Sanjana Rajagopal is a graduate student studying philosophy in New York City. Her work has appeared in Stone of Madness Press, Glitchwords, Ayaskala Mag, Perhappened Mag, and L’Éphémère Review. You can find her on Twitter @SanjanaWrites, and on Instagram @astrangecharm.
—after Jacques Derrida
The summer everyone spent indoors,
I peered into the dead-end telescope of history,
watching helplessly as Rudy Vrba escaped a barbed wire hell
to warn those in power of the smoke clouds to come,
and no one did anything.
a fundamental dispiritedness permeated
the embroidery of existence.
Hurbinek haunted my thoughts
so I crawled into bed with my mother
for the first time in years.
Life itself became a futile attempt
to forget, to set aside a creeping dread
of something deeply dark within us,
bubbling below the surface.
we were alone in more than one sense
as men the world over roamed the width of their rooms,
distancing from each other and from
the more grotesque moments
in our catalogue of horrors—
tormented by the spectral axis of Being itself.
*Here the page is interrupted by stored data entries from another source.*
PR #182, opened 2024-03-21
download executable instead of JIT compilation

### LINKED ISSUE #30: npm: word-wrap package vulnerable to Regular Expression Denial of Service
The original word-wrap project seems to be abandoned, see [pull request 33](https://github.com/jonschlinkert/word-wrap/pull/33).

Consider using a maintained forked mentioned in [comment in pull request 33](https://github.com/jonschlinkert/word-wrap/pull/33#issuecomment-1521663026).

### LINKED ISSUE #108: speed up GitHub action
As mentioned in issue #83 , the action takes additional time because the go program is compile on every run.

This could be mitigated by converting the action into docker action. This however brings problems in other CI/CD pipelines with **docker inside docker** structure. Although solvable, a bit inconvininet.

Another problem would be a **local runs**. Right now use can just execute `firmware-action` to do things. If the action is distributed as docker container, it would be rather cumbersome to use.

After some discussion, I think that the best option to solve this would be to do what people at golangci do - on CI action run pull binary from releases on GitHub and skip compilation.

- [x] Convert action from compile-on-demand into using [pre-compiled releases](https://github.com/golangci/golangci-lint-action/blob/e2315b67db0fd76598007338449373a42c572b25/src/install.ts#L116)
  - [x] #181

AtomicFS:
- until now when firmware-action was used, the go code was compiled on the fly in the CI
- instead download a executable from release assets
- fixes #108 
- fixes #30 
- this also removes all JavaScript code that we had in the repository


AtomicFS:
@MDr164  the examples are failing and I have no idea how does the JavaScript work. I am probably just too stupid to figure out how to import. Any clue what am I doing wrong?

MDr164:
> @MDr164 the examples are failing and I have no idea how does the JavaScript work. I am probably just too stupid to figure out how to import. Any clue what am I doing wrong?

I guess you'll have to run npm install so it fetches the deps inside the runners environment

AtomicFS:
fuck JavaScript

AtomicFS:
The one downside of this PR is that it does not run on Windows or Mac. I do not know if they have some `wget` and `tar -xvzf` equivalents.

action.yml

The frame of reference became distorted,
the heart of humanity congealed.
And so, dipping our fingers into the inkpot of absurdity—
we wrote on the pages of a lost future,
inhabited a time
that was non-time,
and failed to exorcise
the demons of our past.
The Library of Memory
We buy separate train tickets,
but you’ll be telling everyone
only I know the way back home.
You follow me as if you have faith in me
and when the night blooms,
I stand beside you on that platform in my black plastic heels
and imagine all the places we have been and could go—
Father Time sweeps me back towards another May—
after a sleepless week,
we tread the golden-green walkways of Central Park
in a spring haze.
Brent has lost his car, so we trail behind him,
talking as if everything else has fallen away—
there’s not a soul on the streets of Manhattan
who seems to matter.
The Upper East Side was made for our glamour & glory—
reflected back to us
in the mosaic windows of the church on Madison,
where I stop to take a photograph.
We catch the 6,
and an ocean of light comes
in through the fractal
of my shattered hopes.
The Grand Concourse
is bathed in colors so rich,
I can no longer pick out the line
dividing land and sky.
Something died in me that night—
the poetess went into hiding forever—
dissolved into the velvet bruise of a kiss
never given on Fordham Road.
With a single flourish,
you have impressed yourself on the pages of my heart—
no other book more precious in the library of memory.